Aos menos 350 dos migrantes que estavam em um barco de pesca que naufragou em 14 de junho, no litoral da Grécia, eram paquistaneses, segundo afirmou o ministro do Interior do Paquistão, Rana Sanaullah, nesta sexta-feira (23)

Aos menos 350 dos migrantes que estavam em um barco de pesca que naufragou em 14 de junho, no litoral da Grécia, eram paquistaneses, segundo afirmou o ministro do Interior do Paquistão, Rana Sanaullah, nesta sexta-feira (23).

A Organização das Nações Unidas (ONU) calcula que entre 400 e 750 pessoas de várias nacionalidades estavam no barco, o qual naufragou a cerca de 80 km da cidade litorânea de Pilos. Além de paquistaneses, havia um número significativo de egípcios e sírios.

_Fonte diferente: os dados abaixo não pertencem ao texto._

PR #14538, opened 2020-05-03
Fix colours in dark terminals

markstory:
Don't use the black ansi code as it is hard to see in dark terminals. Instead use the foreground color which *should* be visible.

Até o momento, há 82 mortes confirmadas e 104 pessoas resgatadas — entre elas, 12 paquistaneses. Ainda há centenas de pessoas consideradas desaparecidas, embora tema-se que tenham perdido a vida no acidente.

Sanaullah afirmou que o Paquistão "possivelmente nunca teve uma perda tão grande [de vidas] em qualquer incidente, mesmo em ataques terroristas."

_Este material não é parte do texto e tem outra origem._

PR #14539, opened 2020-05-03
4.1 - Added exception for FunctionsBuilder::cast() when parameter is missing

othercorey:
Added exception when the backwards compatible parameter is missing.

Added description explaining the return type is not automatically set like other `FunctionsBuilder` wrappers.

### DIFF
--- a/src/Database/FunctionsBuilder.php
+++ b/src/Database/FunctionsBuilder.php
@@ -127,10 +127,13 @@ class FunctionsBuilder
     }
 
     /**
-     * Returns a FunctionExpression representing a call to SQL CAST function.
+     * Returns a FunctionExpression representing a SQL CAST.
+     *
+     * The `$type` parameter is a SQL type. The return type for the returned expression
+     * is the default type name. Use `setReturnType()` to update it.
      *
      * @param string|\Cake\Database\ExpressionInterface $field Field or expression to cast.
-     * @param string $type The target data type
+     * @param string $type The SQL data type
      * @return \Cake\Database\Expression\FunctionExpression
      */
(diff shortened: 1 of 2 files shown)


othercorey:
I'm not a big fan of this being in FunctionsBuilder, but since we don't have any way to cleanly map sql to db types moving it won't make it much cleaner.

src/Database/FunctionsBuilder.php
```diff
@@ -127,10 +127,13 @@ public function coalesce(array $args, array $types = []): FunctionExpression
     }
 
     /**
-     * Returns a FunctionExpression representing a call to SQL CAST function.
+     * Returns a FunctionExpression representing a SQL CAST.
+     *
+     * The `$type` parameter is a SQL type. The return type for the returned expression
+     * is the default type name. Use `setReturnType()` to update it.
```
markstory, line 133: Should we fix this caveat when using the new call signature? Seems like a good time to do it.

othercorey: I can't imply the return type from $type. I don't know how to fix the new signature.

markstory: Are we not able to use a mapping of common SQL types and their PHP equivalents?

othercorey: All we have is the sql dialect column conversion. We don't have any sort of default mapping.

othercorey: Do we want to create a generic sql-type-to-database-type mapper?

markstory: Probably not necessary given how frequently cast() is used it wouldn't be worth the investment.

Embora a emigração seja algo que há anos faz parte do cotidiano do país asiático, o acidente na Grécia revelou que talvez o número de pessoas tentando sair do Paquistão por vias ilegais esteja crescendo, segundo disse à BBC News Brasil Asif Farooqi, editor da BBC Urdu.

"O número de mortes e de pessoas tentando migrar [no barco que naufragou] surpreendeu muitos no Paquistão, inclusive o governo. Isso sugere que há um aumento recente no número de pessoas tentando deixar o país usando rotas irregulares", explicou Farooqi.

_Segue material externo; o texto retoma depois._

PR #14541, opened 2020-05-03
Cleanup MiddlewareDispatcher.

ADmad:
Remove duplicate code and update type annoations.

### DIFF
--- a/src/TestSuite/MiddlewareDispatcher.php
+++ b/src/TestSuite/MiddlewareDispatcher.php
@@ -26,8 +26,6 @@ use Cake\Routing\RoutingApplicationInterface;
 use Laminas\Diactoros\Stream;
 use LogicException;
 use Psr\Http\Message\ResponseInterface;
-use ReflectionClass;
-use ReflectionException;
 
 /**
  * Dispatches a request capturing the response for integration
@@ -89,14 +87,11 @@ class MiddlewareDispatcher
         $this->_class = $class;
         $this->_constructorArgs = $constructorArgs ?: [CONFIG];
 
-        try {
-            $reflect = new ReflectionClass($this->_class);
-            /** @var \Cake\Core\HttpApplicationInterface $app */
-            $app = $reflect->newInstanceArgs($this->_constructorArgs);
-            $this->app = $app;
-        } catch (ReflectionException $e) {
-            throw new LogicException("Cannot load `{$this->_class}` for use in integration testing.", 0, $e);
+        if (!class_exists($this->_class)) {
+            throw new LogicException("Cannot load `{$this->_class}` for use in integration testing.", 0);
         }
+
+        $this->app = new $this->_class(...$this->_constructorArgs);
     }
 
     /**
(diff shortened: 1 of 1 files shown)


ADmad:
Btw why does the constructor use reflection to create application instance instance instead of just using `new $this->_class(...$this->_constructorArgs)`?

src/TestSuite/MiddlewareDispatcher.php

"A motivação para este recente aumento na imigração ilegal pode ser atribuída à crise econômica e política que atingiu o país. Ela resultou em níveis sem precedentes de inflação e desemprego."

A inflação no país vem crescendo fortemente desde 2021, chegando em um recorde anual de 37,97% em maio deste ano. Os números são do Departamento de Estatísticas do Paquistão.

Enquanto isso, as reservas internacionais — que pagam pelas importações, incluindo de combustíveis — caíram para um dos níveis mais baixos em décadas.

Hellenic Coast Guard
A ONU afirma que barco que naufragou tinha entre 400 e 750 pessoas a bordo

Soma-se a esse quadro o crescimento sem precedentes no desemprego.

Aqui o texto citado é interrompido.